● **PROBLEM DESCRIPTION**: From the listing below, pick out each line with the word "build".

^^^^^^^^

PR #963, opened 2025-09-16
Added support for pins_with_function!() and pin_with_name!()

MarkSwanson:
I submitted this to be used as a reference to save someone some time for when they decide to do a full implementation.

pub static PICOTOOL_ENTRIES: [rp_binary_info::EntryAddr; 2] = [
    rp_binary_info::pins_with_function!(
            PICO_DEFAULT_I2C_SDA_PIN,
            PICO_DEFAULT_I2C_SCL_PIN,
            GPIO_FUNC_I2C),

    rp_binary_info::pin_with_name!(
        25, // pin 25 is the LED
        c"The LED"
    ),
];

$ picotool info -a m.bin
Fixed Pin Information
 4:                   I2C0 SDA
 5:                   I2C0 SCL
 25:                  The LED

I found constants in these places:
pico-sdk/src/boards/include/boards/pico2_w.h
pico-sdk/src/common/pico_binary_info/include/pico/binary_info/structure.h pico-sdk/src/rp2350/hardware_structs/include/hardware/structs/io_bank0.h

### DIFF
--- a/rp-binary-info/src/types.rs
+++ b/rp-binary-info/src/types.rs
@@ -1,4 +1,8 @@
 //! Types for the Binary Info system
+use crate::consts::{TAG_RASPBERRY_PI};
+
+// pico-sck/src/common/pico_binary_info/include/pico/binary_info/structure.h
+const BI_PINS_ENCODING_MULTI: u32 = 2;
 
 /// This is the 'Binary Info' header block that `picotool` looks for in your UF2
 /// file/ELF file/Pico in Bootloader Mode to give you useful metadata about your
@@ -116,7 +120,7 @@ pub enum DataType {
     BlockDevice = 7,
     /// GPIO pins, with their function
     PinsWithFunction = 8,
-    /// GPIO pins, with their name
+    /// GPIO pins, with their name pico-sdk: BINARY_INFO_TYPE_PINS_WITH_NAME
     PinsWithName = 9,
     /// GPIO pins, with multiple names?
     PinsWithNames = 10,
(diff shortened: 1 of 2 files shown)


thejpster:
Can you reformat and squash?

rp-binary-info/src/types.rs
```diff
@@ -189,6 +194,62 @@ impl IntegerEntry {
...
+
+impl PinsWithFunctionEntry {
+    /// Create a new `PinsWithFunctionEntry`
+    pub const fn new(pin_0: u32, pin_1: u32, func: u32) -> PinsWithFunctionEntry {
+        PinsWithFunctionEntry {
+            header: EntryCommon {
+                data_type: DataType::PinsWithFunction,
+                tag: TAG_RASPBERRY_PI,
+            },
+            pin_encoding: BI_PINS_ENCODING_MULTI
```
thejpster, line 212: I think it's worth noting that this is a value with multiple fields, and raspberry pi seem to indicate that there are no more pins by setting two consecutive fields to the same value.

You could also consider using bitbybit::bitfield to describe this 32-bit value, and avoid needing to do a bunch of shifts using magic numbers. I [have examples you can refer to](https://github.com/rust-embedded/cortex-ar/blob/f1d8ad3c08e1917c1f2f2d08aa0072a787c96d0a/cortex-ar/src/register/dfsr.rs#L36)

thejpster: You could then change this to take a slice of pins, rather than only two pins.

rp-binary-info/src/types.rs
```diff
@@ -116,7 +120,7 @@ pub enum DataType {
     BlockDevice = 7,
     /// GPIO pins, with their function
     PinsWithFunction = 8,
-    /// GPIO pins, with their name
+    /// GPIO pins, with their name pico-sdk: BINARY_INFO_TYPE_PINS_WITH_NAME
```
thejpster, line 123:
```suggestion
    /// GPIO pins, with their name
    ///
    /// The Pico SDK calls this `BINARY_INFO_TYPE_PINS_WITH_NAME`
```

PR #965, opened 2025-09-24
unpredictable_function_pointer_comparisons lint is not known on MSRV

jannic:
Add #[allow(unknown_lints)] to fix the issue.

(I'd also be fine with ignoring this. It is only a warning, and our CI doesn't forbid warnings on MSRV, so nothing breaks if we keep it as it is.)


thejpster:
I'm fine with the warning to be honest. Users using the library won't see it.

PR #970, opened 2025-10-30
Bump MSRV to 1.82

thejpster:
CI currently fails because indexmap 2.12 requires 1.82 minimum


jannic:
> But users won't know to do that and might be confused when we don't build out of the box on the MSRV.

I don't think we can guard against that issue in any meaningful way. Even if 1.82 works today, one of our dependency might bump it's MSRV tomorrow and break the build again.

But then, we already did bump the MSRV since our last release, so it doesn't matter much if we go to 1.81 or to 1.82.

As discussed on matrix it may even be better to go directly to 1.84, so we can take advantage of the new `resolver.incompatible-rust-versions=fallback` setting.

thejpster:
This gets it fixed for now. We can go to 1.84 next time.

PR #972, opened 2025-11-20
implement ValidSpiPinout for CS pin.

pfzetto:
Hi, 
currently there doesn't seem to be a way to configure the CS-pin of the `rp2040-hal::Spi` device.
This PR implements the `ValidSpiPinout` trait on `(Tx,Rx,Sck,Cs)` to allow setting the Cs pin of the SPI device.

I required setting the CS-pin when using the RP2040 as a SPI slave.

Cheers


jannic:
Looks good, thank you!
Can you apply the same change to `rp235x-hal/src/spi/pins.rs`?

pfzetto:
Of course, implemented in 4d7a63b.

PR #975, opened 2025-11-27
Port most of our examples to embedded-hal 1.0

jannic:
Many of our examples still used embedded-hal 0.2 traits. Migrate them to embedded-hal 1.0.

Only example left using embedded-hal 0.2 is `adc`. This is because embedded-hal 1.0 doesn't provide ADC support, and 
our hal implementation isn't usable without the embedded-hal traits. We should provide inherent methods and use them instead, but that can be done in a separate pull request.


9names (approved):
Yep, all sensible changes.
Thanks @jannic

PR #984, opened 2026-02-01
Bump hal crate version numbers in preperation for release

9names:


rp2040-hal-examples/Cargo.toml
```diff
@@ -36,9 +36,9 @@ pio = "0.3.0"
 # Should be fixed in e-h-b 0.3 via https://github.com/rust-embedded/embedded-hal/pull/607
 portable-atomic = {version = "1.7.0", features = ["critical-section"]}
 rp2040-boot2 = "0.3.0"
-rp2040-hal = {path = "../rp2040-hal", version = "0.11.0", features = ["binary-info", "critical-section-impl", "rt", "defmt"]}
+rp2040-hal = {path = "../rp2040-hal", version = "0.12.0", features = ["binary-info", "critical-section-impl", "rt", "defmt"]}
 # The examples use features not yet available in rp-binary-info 0.1.0,
```
thejpster: Is this still true?

rp235x-hal-examples/Cargo.toml
```diff
@@ -32,9 +32,9 @@ heapless = "0.8.0"
 nb = "1.0"
 panic-halt = "0.2.0"
 pio = "0.3.0"
-rp235x-hal = {path = "../rp235x-hal", version = "0.3.0", features = ["binary-info", "critical-section-impl", "rt", "defmt"]}
+rp235x-hal = {path = "../rp235x-hal", version = "0.4.0", features = ["binary-info", "critical-section-impl", "rt", "defmt"]}
 # The examples use features not yet available in rp-binary-info 0.1.0,
```
thejpster: Is this still true?

9names: Doesn't seem to be, it's pulling in 0.1.2 consistently even without.
Removing both the comment and the dep from both HALs, lets see what CI says.

9names:
I also updated the rp2040-hal-examples Cargo.toml comment about portable-atomic inclusion - we no longer need it for embedded-hal-bus, but we now need it for static-cell.
I think it's for the best to make that comment a permanent feature now.

PR #989, opened 2026-03-18
Add ReadPinHList and WritePinHList to PinGroup export

doublezerowld:
A tiny change that would allow users of the crate to define trait bounds using ``ReadPinHList`` and ``WritePinHList``, which **aren't publicly re-exported**.

For example, say a user wants to pass a ``PinGroup`` as a struct field, and use ``.set_u32()`` on the ``PinGroup``.

This is not possible, as the trait bounds aren't satisfied for ANY PinGroup. ``.set_u32()`` **only works on** ``PinGroup``s **with these bounds:**

```rs
impl<H, T> PinGroup<HCons<H, T>>
where
    HCons<H, T>: ReadPinHList + WritePinHList,
    H: AnyPin,
{
    ...
}
```

The issue is that, because both of those traits aren't public, **users cannot define trait bounds for their own code**:

```rs
use rp2040_hal::{self as hal, gpio::{PinGroup, ReadPinHList, WritePinHList}}; // <-- unresolved imports `rp2040_hal::gpio::ReadPinHList`, `rp2040_hal::gpio::WritePinHList`
use embedded_hal::digital::OutputPin;
use frunk::HCons;

pub struct DataBus<H, T, BDIR, BC1>
where
    HCons<H, T>: ReadPinHList + WritePinHList,
    BDIR: OutputPin,
    BC1: OutputPin,
{
    // ( code that involves .set_u32() )
    ...
}
```

### DIFF
--- a/rp2040-hal/src/gpio/mod.rs
+++ b/rp2040-hal/src/gpio/mod.rs
@@ -55,7 +55,7 @@ mod pull;
 
 pub use func::*;
 pub use pin::{DynBankId, DynPinId, PinId};
-pub use pin_group::PinGroup;
+pub use pin_group::{PinGroup, ReadPinHList, WritePinHList};
 pub use pull::*;
 
 /// The amount of current that a pin can drive when used as an output.


jannic:
I don't really like exposing type-level trickery like this HList in the public API. But that ship has sailed: We already exposed it by defining the type bounds on the public PinGroup impl. So it seems to be only logical to also make ReadPinHList and WritePinHList publicly available.

Or am I missing something?

As these traits are sealed, other crates still can't implement these traits on arbitrary types, so we don't lose any type safety.

jannic (approved):

ithinuel (approved):
I think that was actually an oversight. Thank you for fixing it.

PR #992, opened 2026-04-11
Fix future incompatibility warning about fN::BITS

jannic:
See https://github.com/rust-lang/rust/pull/154065


thejpster:
TL;DR: We used a trait to add a `BITS` constant to `f32` and `f64` and now those types are gaining the constant directly, meaning our use of `f32::BITS` is ambigious (is it the constant from the trait, or from the type?).

LGTM

thejpster (approved):

PR #994, opened 2026-04-16
powman: add set_vreg_voltage, get_vreg_voltage, VRegVoltage enum

txleafeye:
changed: rp235x-hal/src/lib.rs, rp235x-hal/src/powman.rs
added: rp235x-hal/src/vreg.rs

Borrowed from @Altaflux example: https://github.com/Altaflux/gb-rp2350/blob/5c089fc386ad599193e4101f31e2d71d39146cd2/src/main.rs#L144

Tested on RP2350A2.

### DIFF
--- a/rp235x-hal/src/vreg.rs
+++ b/rp235x-hal/src/vreg.rs
@@ -1,0 +1,111 @@
+//! VREG voltage control types.
+
+/// Voltage selection for the on-chip VREG.
+#[derive(Debug, Clone, Copy, PartialEq, Eq)]
+pub enum VRegVoltage {
+    /// 0.55V
+    V550mV = 0b00000,
+    /// 0.60V
+    V600mV = 0b00001,
+    /// 0.65V
+    V650mV = 0b00010,
+    /// 0.70V
+    V700mV = 0b00011,
+    /// 0.75V
+    V750mV = 0b00100,
+    /// 0.80V
+    V800mV = 0b00101,
+    /// 0.85V
+    V850mV = 0b00110,
+    /// 0.90V
+    V900mV = 0b00111,
+    /// 0.95V
+    V950mV = 0b01000,
+    /// 1.00V
+    V1000mV = 0b01001,
+    /// 1.05V
+    V1050mV = 0b01010,
+    /// 1.10V (default)
+    V1100mV = 0b01011,
+    /// 1.15V
+    V1150mV = 0b01100,
+    /// 1.20V
+    V1200mV = 0b01101,
+    /// 1.25V
+    V1250mV = 0b01110,
+    /// 1.30V
+    V1300mV = 0b01111,
+    /// 1.35V
+    V1350mV = 0b10000,
+    /// 1.40V
+    V1400mV = 0b10001,
+    /// 1.50V
+    V1500mV = 0b10010,
+    /// 1.60V
+    V1600mV = 0b10011,
+    /// 1.65V
+    V1650mV = 0b10100,
+    /// 1.70V
+    V1700mV = 0b10101,
+    /// 1.80V
+    V1800mV = 0b10110,
+    /// 1.90V
+    V1900mV = 0b10111,
+    /// 2.00V
+    V2000mV = 0b11000,
+    /// 2.35V
+    V2350mV = 0b11001,
+    /// 2.50V
+    V2500mV = 0b11010,
+    /// 2.65V
+    V2650mV = 0b11011,
+    /// 2.80V
+    V2800mV = 0b11100,
+    /// 3.00V
+    V3000mV = 0b11101,
+    /// 3.15V
+    V3150mV = 0b11110,
+    /// 3.30V
+    V3300mV = 0b11111,
+}
+
+impl VRegVoltage {
+    /// Convert from raw register value to [`VRegVoltage`].
+    pub fn from_vsel_bits(bits: u8) -> Option<Self> {
+        match bits {
+            0b00000 => Some(VRegVoltage::V550mV),
+            0b00001 => Some(VRegVoltage::V600mV),
+            0b00010 => Some(VRegVoltage::V650mV),
+            0b00011 => Some(VRegVoltage::V700mV),
+            0b00100 => Some(VRegVoltage::V750mV),
+            0b00101 => Some(VRegVoltage::V800mV),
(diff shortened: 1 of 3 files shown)


txleafeye:
Comments on #757 (same PR but for RP2040) may be relevant here. 

The enum I put in rp235x-hal/src/vreg.rs could be moved to one of rp235x-pac/src/inner/powman/vreg*.rs, but those appear to be automatically generated (?)

https://github.com/rp-rs/rp235x-pac/blob/main/src/inner/powman/vreg_ctrl.rs

https://github.com/rp-rs/rp235x-pac/blob/main/src/inner/powman/vreg.rs

rp235x-hal/src/vreg.rs
```diff
@@ -0,0 +1,111 @@
...
+            0b10111 => Some(VRegVoltage::V1900mV),
+            0b11000 => Some(VRegVoltage::V2000mV),
+            0b11001 => Some(VRegVoltage::V2350mV),
+            0b11010 => Some(VRegVoltage::V2500mV),
+            0b11011 => Some(VRegVoltage::V2650mV),
+            0b11100 => Some(VRegVoltage::V2800mV),
+            0b11101 => Some(VRegVoltage::V3000mV),
+            0b11110 => Some(VRegVoltage::V3150mV),
+            0b11111 => Some(VRegVoltage::V3300mV),
+            _ => None,
```
ithinuel: I think this should be an error rather than None.

Maybe using `TryFrom` would even be better here.

ithinuel (changes requested):
Hey there, thank you for the contribution.

I think there’s a little room for improvement on the conversion from integer to the Enum type.

Also, the Datasheet says the output voltage is limited to 1.3V unless the `disable_voltage_limit` in `VREG_CTRL` is set.
I haven’t read in details not tested to see what would happen if we try it when conditions are not met.
When setting to 3.3V:
- Is the register updated but voltage remains at 1.3V?
- Is the register updated to the 1.3V setting and the voltage accordingly
- Is the write ignored and the regulator remains at its current setting?

Either way, IMHO this function should check that and return an error if the conditions are not met.

rp235x-hal/src/vreg.rs
txleafeye: That's certainly a little more ergonomic. Will apply that change.

txleafeye: Does it make sense, though, to create a new error type which should never occur except in the case of catastrophic hardware damage or PAC corruption? 

In rp235x-pac, vsel(&self) is defined as `VSEL_R::new(((self.bits >> 4) & 0x1f) as u8)`. In other words, a value not covered by the match (such as 0b100100) cannot be returned unless hardware fails or the PAC is re-written to remove that `& 0x1f.` `None` seems more appropriate.

txleafeye:
> Also, the Datasheet says the output voltage is limited to 1.3V unless the `disable_voltage_limit` in `VREG_CTRL` is set. I haven’t read in details not tested to see what would happen if we try it when conditions are not met. When setting to 3.3V:
> 
>     * Is the register updated but voltage remains at 1.3V?
>
>     * Is the register updated to the 1.3V setting and the voltage accordingly
> 
>     * Is the write ignored and the regulator remains at its current setting?
> 
> Either way, IMHO this function should check that and return an error if the conditions are not met.

I had to poke this a bit more. 

1. We can write whatever value we want to VSEL and it will return the same up to a cutoff of 1300 mV when the limit is enabled. Values written above 1300 mV just leave a value of 1300 mV in the register. Also, what we write to VSEL sticks even if UNLOCK is not set; it just doesn't do anything. In other words, the unlock bit doesn't gate VSEL writes.

2. If we do write the unlock and reset bits, the voltage we write does actually get set (up to 1300 mV if the voltage limit is not disabled) **and is activated immediately.** I have confirmed this a couple of ways: attempt to overclock at 1100 mV, find a frequency which just fails to run, and then set VSEL to 1300 mV whereupon it will not fail to run.

3. The PR at present does not actually set DISABLE_VOLTAGE_LIMIT. Should we add a separate setter for this? If I add it by default within the VREG setter, users could fry their chip in two lines: `let powman = Powman::new(); powman.set_vreg_voltage(3.3V)`

4. The PR at present doesn't provide a method to set the VREG_LP_ENTRY or VREG_LP_EXIT registers which are largely the same (except for the MODE values) as VREG. We could add those.

rp235x-hal/src/vreg.rs
ithinuel: I don’t know what users may be doing with it or where the data is coming from 🤷‍♀️.

All I can tell is that I can call `VRegVoltage::from_vsel_bits(some_value_taken_from_somewhere_else)`, where the only valid values are in `0..=31`.
If `some_value_taken_from_somewhere_else` breaks this predicate, I’d expect an error in return (or, at worst, a panic :( ).

In the PAC, the reader takes its value from the hardware, which is not expected to ever contain any invalid or unknown values.
And a writer can only be created with invalid values using an unsafe fn (`bits` or `write_with_zero`).

If the function were private and only used within that crate with proper input validation, I’d argue that an `unreachable!()` would even be acceptable.
But because it’s public, anyone can call it, and None (absence of a value) does not reflect the intent.

txleafeye: That's a reasonable point. I'll change it to a TryFrom.

txleafeye:
I've added error checking for set_vreg_voltage. If the value the user provides isn't successfully read back from VREG as it was written, we return a VRegError. I don't have any particularly innovative ideas for the `DISABLE_VOLTAGE_LIMIT` bit at present, beyond adding a shallow setter method, so I'll leave that for another contributor.

ithinuel:
> Should we add a separate setter for this?

Yes, I think that if we were to add that, it’d need to be behind an unsafe function or at least something that makes it harder to do that by mistake :o

But it doesn’t need to be added in This PR IMHO.

ithinuel (approved):
Thank you :) 

LGTM, not tested myself.

jannic:
Tested on a pico2 that it behaves as expected:
- set some legal voltages
- read them back
- try set a value > 1.3V
- check for correct error code
- check that get_vreg_voltage still returns the previous value

I did not measure the actual voltage, nor did I do any overclocking experiments.

PR #996, opened 2026-05-18
Add a method to expose the number of transfer remaining during DMA

peckpeck:
With current hal, during DMA transfer, you can only know if a transfer is finished or not with `Transfer::is_done()`.
However, the rp2040 provides a more fine-grained information with the trans_count register.

With those methods, this information is exposed and can be used to estimate remaining time until the end of the transfer.


jannic:
Thanks for the pull request, this looks like a good addition!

^^^^^^^^

● **RESULT OF THIS TASK**:
> But users won't know to do that and might be confused when we don't build out of the box on the MSRV.
I don't think we can guard against that issue in any meaningful way. Even if 1.82 works today, one of our dependency might bump it's MSRV tomorrow and break the build again.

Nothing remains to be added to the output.